В это время остановился грузовой лифт, открылись двери, вышел мужчина, освободив кабину. Прокофьев поднял Дашу на руки, занес в лифт, женщина взяла рюкзак.
– Обычный обморок, ничего особенного! – обращаясь к толстухе, сказала она.
– Да-да, просто обморок, – подтвердил Прокофьев и повернулся к матери девушки. – Какой этаж?
– Двенадцатый. – Женщина стукнула пальцем по кнопке лифта. – Спасибо вам. И за обморок тоже… Сами знаете, какой у нас народ. Как начнут болтать!
– Может, я зря Дашу потревожил?
– Вы все правильно сделали, приступ уже прошел. У нее быстро проходит.
Лифт остановился, Даша зашевелилась, мать тронула Прокофьева, чтобы он опустил ее дочь на пол. И когда девушка встала на ноги, отдала следователю платок. И вдруг спохватилась.
– Или сначала постирать?
– Ничего, я сам. – Он спокойно положил в карман мокрый платок.
– Вы точно из полиции?
– Подполковник Прокофьев, – кивнул он. – Егор Ильич.
– Листьева Татьяна Максимовна. Если это вам интересно.
– Очень интересно. – Егор смотрел на бронированную дверь под номером тридцать четыре, в то время как Листьева открывала дверь в соседнюю квартиру. – Я так понимаю, Вельяминова Людмила Владиславовна ваша соседка?
– Так вы к ней? – немного разочарованно и насмешливо спросила женщина.
От волнения она даже забыла о дочери, которая не совсем еще оправилась от недавнего приступа. Впрочем, Даша вошла в квартиру без ее помощи. Взгляд у девушки вполне осознанный, но сонный, ей очень хотелось спать.
– А что, ее муж против? – улыбнулся Прокофьев.
– Муж… Муж к другой ушел.
– Людмила, наверное, очень переживала.
– Переживала, – усмехнулась Листьева. – Помогали ей переживать.
– Кто?
– Да такие, как вы!
– Кто, например?
Прокофьев не торопился, вот-вот должен был подъехать майор Ярыгин, без него осмотр квартиры начинать не стоит. Хоть какой-то свидетель нужен, а то пропадет что-то ценное, придется отписываться. И понятых неплохо бы пригласить, а то вдруг найдется что-нибудь интересное, доказывай потом, что не подбросили.

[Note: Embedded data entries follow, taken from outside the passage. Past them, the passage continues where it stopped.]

PR #1148, opened 2019-01-13
Optimise applying climate settings for locations and asset injection checks

ajrb:
1)
If not yielding across frames, only apply climate settings once dfLocation is completely initialised instead of for every block. This needs to be verified as logically correct before merging. I'm pretty sure that it can be moved but I don't have a deep enough understanding of this code to be absolutely sure

Also improved layout times diagnostics.

This optimisation almost halves the time it takes to construct a city location when exiting buildings after loading an interior save. I stumbled across it when analysing the exterior world code to see how it might have parallelisation applied. 

2)
Only check for assets to be injected once by keeping a record of tried assets. This halves the time taken to layout terrain because of the sheer number (hundreds of thousands) of them. Most players will have asset injection switched on, and I think it's okay to check each asset once only.

Also I added a command to clear the cache of asset names, although you don't appear to be able to change assets and have them loaded by Unity without restarting the game so not sure it's particularly useful.

### DIFF
--- a/Assets/Scripts/Terrain/StreamingWorld.cs
+++ b/Assets/Scripts/Terrain/StreamingWorld.cs
@@ -585,7 +585,6 @@ namespace DaggerfallWorkshop
 
 #if SHOW_LAYOUT_TIMES
             System.Diagnostics.Stopwatch stopwatch = System.Diagnostics.Stopwatch.StartNew();
-            long startTime = stopwatch.ElapsedMilliseconds;
 #endif
 
             CollectLooseObjects(true);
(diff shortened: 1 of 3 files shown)


Assets/Scripts/Terrain/StreamingWorld.cs
```diff
@@ -773,7 +774,8 @@ private IEnumerator UpdateLocation(int index, bool allowYield)
                             go.hideFlags = defaultHideFlags;
                             go.transform.parent = locationObject.transform;
                             go.transform.localPosition = blockOrigin;
-                            dfLocation.ApplyClimateSettings();
+                            if (allowYield)
+                                dfLocation.ApplyClimateSettings();
```
ajrb: I assumed that it's important to apply climate settings before yielding for the next frame.. but I don't really know if it makes a difference.

Interkarma: The terrain and locations are loaded in around player when they're exploring outside world, and I think my reasoning was that player might see texture swaps happen (like pop-in) if climate settings were delayed all the way to end. It's been a while though, some of this stuff dates back to 2014 when it was just DFTFU. It's worth testing without though under a variety of conditions to see if any texture swap pop-in is visible. This might even turn out to be unnecessary. :)

Interkarma:
Great work Hazelnut :)

PR #1150, opened 2019-01-15
Optimise LayoutNatureBillboards loop

ajrb:
Only a tiny improvement but still worthwhile since it iterates a large number of times.
Also tidied the checks code in mesh replacement.

### DIFF
--- a/Assets/Scripts/Terrain/TerrainHelper.cs
+++ b/Assets/Scripts/Terrain/TerrainHelper.cs
@@ -1,4 +1,4 @@
-﻿// Project:         Daggerfall Tools For Unity
+// Project:         Daggerfall Tools For Unity
 // Copyright:       Copyright (C) 2009-2018 Daggerfall Workshop
 // Web Site:        http://www.dfworkshop.net
 // License:         MIT License (http://www.opensource.org/licenses/mit-license.php)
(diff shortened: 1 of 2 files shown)


Assets/Scripts/Terrain/TerrainHelper.cs
```diff
@@ -404,52 +431,27 @@ public static void LayoutNatureBillboards(DaggerfallTerrain dfTerrain, Daggerfal
...
-                    // Chance scaled by base climate type
-                    float climateScale = 1.0f;
-                    DFLocation.ClimateSettings climate = MapsFile.GetWorldClimateSettings(dfTerrain.MapData.worldClimate);
-                    switch (climate.ClimateType)
-                    {
-                        case DFLocation.ClimateBaseType.Desert:         // Just lower desert for now
-                            climateScale = 0.25f;
-                            break;
-                    }
+                    if (rect.Contains(tilePos))
```
ajrb: This should check that rect.x > 0 && rect.y > 0 will fix that tonight

ajrb: I need to add the 'null' rect test back in here otherwise it's calling contains for non-location tiles.

PR #1153, opened 2019-01-17
Make town population textures from areas with 'MountainWoods' climate value match classic

df-ferital:
In classic, areas under climate value equal or above 230 (MountainWoods) use Breton race and names for town people.
This fixes DFU to match classic.
Actually, another difference with classic I couldn't fix yet is that town people names should not be generated according to climate values. E.g. in classic, Dragontail people use Nord textures (climate value 226, Mountain) with Redguard names, whereas Wrothgarian people (same climate value) use Nord textures with Breton names.

### DIFF
--- a/Assets/Scripts/API/MapsFile.cs
+++ b/Assets/Scripts/API/MapsFile.cs
@@ -456,8 +456,8 @@ namespace DaggerfallConnect.Arena2
                     settings.GroundArchive = 102;
                     settings.NatureArchive = (int)DFLocation.ClimateTextureSet.Nature_TemperateWoodland;
                     settings.SkyBase = 16;
-                    settings.People = FactionFile.FactionRaces.Nord;
-                    settings.Names = FactionFile.FactionRaces.Nord;
+                    settings.People = FactionFile.FactionRaces.Breton;
+                    settings.Names = FactionFile.FactionRaces.Breton;
                     break;
                 case (int)Climates.Woodlands:
                     settings.ClimateType = DFLocation.ClimateBaseType.Temperate;


Interkarma:
Hey Ferital! :)

Can you please provide town names for where these mismatches occur? Keep in mind that climate map is distinct from regional map, I'll need to verify the climate pixel in classic vs DFU. Using a sample town is a good consistent way to do this.

df-ferital:
Hey Interkarma :)

Western towns of the Ilessan Hills are located in climate area 230. For example, you can check Aldhead Rock to see the mismatch. Actually, the MountainWoods area in this part of High Rock is much wider as it also encompasses eastern Glenpoint and northern Daggerfall as well.

Also, a small part of Wayrest (in the north-east) uses this same climate value.

Actually, I did some FALL.EXE reverse engineering to understand the function which loads town people flats, so I figured out that it works like this:

```
Climate value    Race number
   <=225             2 (Redguard)
     226                0 (Nord)
     227                2 (Redguard)
     228                1 (Breton)
     229                1 (Breton)
   >=230             1 (Breton)
```
I discovered that while trying to fix Redguards town people in Hammerfell (https://forums.dfworkshop.net/viewtopic.php?f=8&t=1583)

Interkarma:
Excellent! You've definitely done your leg-work then. :)

What are your thoughts on the town name selection? How do you feel this might be determined if not by climate?

df-ferital:
Don't know yet, but I'm almost sure it's in a different function. I will fire up IDA Pro and try to locate it :)

PR #1474, opened 2019-08-29
Fix for coin anim on inventory window

ajrb:
It was only being set when window was setup, and once set the anim was either there or not for the rest of the session.

See: https://forums.dfworkshop.net/viewtopic.php?f=5&t=2610


Interkarma:
Cheers! :)

PR #1475, opened 2019-08-31
Allow magic item subclass definition in quests

JorisVanEijden:
Fix for https://forums.dfworkshop.net/viewtopic.php?f=25&t=1098&start=30#p28634

Implements subclasses for magic items (class 4) in quests.

Testcase:
`startquest S0000501`
That quest uses 
`Item _reward1_ item class 4 subclass 26`
which should generate a random "Unrestrainable" item as \_reward1\_


Interkarma:
This is an excellent change and works well. Thank you! :)

PR #1476, opened 2019-08-31
Missing book noises

petchema:
Complete the sonorisation of journal/notebook, spellbook and book reader:

Journal/notebook:
- OpenBook on open (like classic)
- PageTurn on page flip (like classic)
- OpenBook when switching between active quests, finished quests, etc. (like classic)
- PageTurn when editing the notebook (similar to classic spellbook editing)

Spellbook:
- PageTurn when editing the spellbook (like classic; except that in classic when you rename a spell the sound is played before you enter the name, and when the spell is renamed, it is immediately cast!)

Book reader:
- PageTurn on page flip (like classic)
Classic also plays ButtonClick on EXIT, but it doesn't seem to match Daggerfall Unity practice.

PageTurn are throttled, because they were easy to spam, specially with mouse wheel.


Interkarma:
I like the "sound" of this PR. :)

One thing though - I've changed the books from page-turning to scrolling recently. I know you've throttled it, but it still feels out of place and too rapid to me in a scrolling UI where only a few lines are changing at a time.

petchema:
I added some logic to only play PageTurn even page worth of text.
Sounds better, but feels a bit overkill?

Interkarma:
You're starting to make me think we should change the behaviour back to flipping pages. If we're calculating the page span, might as well make the page-flip operation closer to classic again. What are you're thoughts?

You don't need to do that work if you don't want to btw, just inviting opinion. :)

petchema:
Well, I find scrolling text easier to navigate, so I think it should be the last option to consider.
I really like the approach you used for the BookReader, paginate the whole text once, then display what is inside a sliding window. If anything, I'd use a similar approach for the journal/notebook too, because it lends itself better to smooth scrolling and having a scrollbar over the whole text, say in a modded UI.
With that in mind, static pages could either be determined during rendering, or the idea of pages totally forgotten and PageTurn sounds called vestigial and dropped with it.

Either way, what I did with this PR, which is not computing static pages exactly, just checking when there's no text overlap with the last time I called what's on screen "a page", like tumbling windows, would become obsolete, on top of being overly complex. I'll remove it immediately, so the other changes can be merged.

petchema:
Done

petchema:
> With that in mind, static pages could either be determined during rendering

In fact, when the whole text is already rendered and just scrolled over, adding PageTurns is dead simple: https://github.com/Interkarma/daggerfall-unity/compare/master...petchema:pageturn-sounds

Interkarma:
That's cool! I'm glad you prefer the scrolling though, I thought it made books easier to read as well.

Let's see what kind of feedback we get, and go back to page-turning if that's the overwhelming response.

SivaMachina:
Logically the page turning for books makes sense. Because they are books not scrolls. you could use the mouse wheel to turn pages.

petchema:
Yes, I think books deserve page turn sounds.
Will see if/how page turns are added to journal later, based on users feedback.

PR #1478, opened 2019-08-31
Make more npc types local residents.

JorisVanEijden:
Testcase: quest K0C00Y04 has 2 Npcs in Group_7
Story and timer seem to indicate these have to be local and the quest itself doesn't place them anywhere.
PR makes not only -3 and -4 local, but also -5 and lower. (-8 is individual ans is already always local)

Original report: https://forums.dfworkshop.net/viewtopic.php?f=29&t=2331


Interkarma:
Individuals are definitely not always placed locally. A good example is Brisienna, who is an individual NPC always placed to a remote tavern.

I'd like to investigate the test case a little bit more before making a decision on this one.

PR #1481, opened 2019-09-01
Don't end quest before revealing location if needed.

JorisVanEijden:
Fix for https://forums.dfworkshop.net/viewtopic.php?f=29&t=2411&start=10


Interkarma:
Very good! That decompiler of yours is looking like a very valuable tool. :)

PR #1482, opened 2019-09-01
Prevent vampire sun damage in prison.

JorisVanEijden:
Minimal code changes approach to prevent vampires burning up in prison.

A larger change would be to tie make the court window count as IsPlayerInside, but since the court window explicitly transitions to exterior and the player inside/outside is tightly coupled with the transitions I decided to go another route.

Source: https://www.reddit.com/r/daggerfallunity/comments/cwcsrb/is_going_to_prison_supposed_to_kill_vampires/
https://forums.dfworkshop.net/viewtopic.php?f=24&t=2605


Interkarma:
That's quite a clever and minimal solution, thank you. I like that it will also address the other effects that cause damage in sunlight like class disadvantages or enchanted items.

I was thinking about how to solve this one, but this is quite a bit neater than what I'd come up with so far. :)

PR #1484, opened 2019-09-01
workaround for "water everywhere" texture issue on low-end hardware

petchema:
It does not fix shadows issues or anything else, but still that's a noticeable improvement for people that have to run DFU on that hardware.

That looks like a very inexpensive workaround (most likely lost in the noise), and it seems to work fine on my regular hardware (from mathematical standpoint it also feels right to use rounding instead of floor() to make sure int -> float -> int conversions are robust), so maybe it can be added directly into the standard shader?

Otherwise, say if the risk of regression is deemed too high, it could be added to a variant of the shader, so it could be enabled at runtime; But I don't know how to do such things...

Tested on Intel HD-3000 by Siva Machina on Discord;
Tested on nVidia GTX-960 by myself (for lack of regression)

Forums:
https://forums.dfworkshop.net/viewtopic.php?f=5&t=2519&p=30610#p30610

### DIFF
--- a/Assets/Shaders/DaggerfallTilemapTextureArray.shader
+++ b/Assets/Shaders/DaggerfallTilemapTextureArray.shader
@@ -85,7 +85,7 @@ Shader "Daggerfall/TilemapTextureArray" {
 		void surf (Input IN, inout SurfaceOutputStandard o)
 		{
 			// Get offset to tile in atlas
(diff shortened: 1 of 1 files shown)


SivaMachina:
If more information of my laptop is a Dell Latitude E6420 with 8 GB ram running Kubuntu 18.04.

Interkarma:
No issues experienced with this change on my hardware. Seems like it's a safe change to make for everyone. Well done! :)

PR #1485, opened 2019-09-01
Harden received armor

petchema:
3 modifications:
- wait for the weapon smith MessageBox to be closed before opening the inventory;
- make sure an item is picked from the list of proposed items (and, say, not from the wagon) before closing the inventory;
- close all transient windows before closing the inventory.

Use case for the latter: the player selects to EQUIP some item he cannot equip (forbidden material, for example). EquipItem() opens a MessageBox to tell it's not possible, chooseOne closes to top window which is the MessageBox, and the inventory stays open.

Another implementation would be to set a flag, and close the inventory in Update() when all transients have been closed by the player. The benefit is that the player would see that the item couldn't be equipped.


petchema:
Game save: Aspirant knight of the dragon that cannot wear iron armor, in front of the weaponsmith of the guild
[SAVE371.zip](https://github.com/Interkarma/daggerfall-unity/files/3564511/SAVE371.zip)

ajrb:
Code looks good to me.

ajrb:
No I don't think that's necessary. If player really wants a specific item of armour, let them try again. :-)

PR #1487, opened 2019-09-05
Quest item dropping fixes

JorisVanEijden:
- Picking up previously dropped quest items would not unset the dropped state because they come from Loot, not Dropped.
- Moving quest Items to Loot piles or Merchants would not set the dropped state.
- Picking up quest items without AllowDrop would not unset the dropped state.
- Bitwise or in stead of logical or could cause null reference.

Test quest:
```
- Test quest for dropping and picking up quest items
Quest: __TEST001
QRC:
QBN:
Place _house_ local house2
Item _treasure_ portrait

	place item _treasure_ at _house_

_pickedup_ task:
	clicked item _treasure_
	clear _dropped_

_dropped_ task:
	dropped _treasure_ at _house_
	clear _pickedup_
```


Interkarma:
Yeah, that logical or typo is embarrassing. Thanks for the fixes Joris! :)

PR #1488, opened 2019-09-05
Fixed unsupported usage of "until" idiom

JorisVanEijden:
Fixed unsupported usages of "until" idiom where a condition should unset a variable.

See https://forums.dfworkshop.net/viewtopic.php?f=29&t=2628#p30745 for background.


Interkarma:
Thank you!

PR #1489, opened 2019-09-05
Implement classic tweak regarding some Order of the Raven buildings

df-ferital:
Found while reverse engineering FALL.EXE to understand map buildings to blocks building mapping process.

– Ну-у… А почему вы спрашиваете?
– А если это служебный интерес?
– Служебный? Что-то случилось?
– Мама! – донесся из глубины квартиры голос.
– Я сейчас! – сказала Листьева и, немного подумав, спросила: – Может быть, чаю?
Прокофьев кивнул, она провела его на кухню, поставила чайник и занялась дочерью. Уложила в кровать, дала лекарство и отменила вызов «Скорой помощи».
– Заснула, пусть спит. Беда с этими детьми, – наливая чай, вздохнула она.
– Насколько я знаю, у Вельяминовых детей не было.
– Может, потому он и ушел. К женщине с двумя детьми.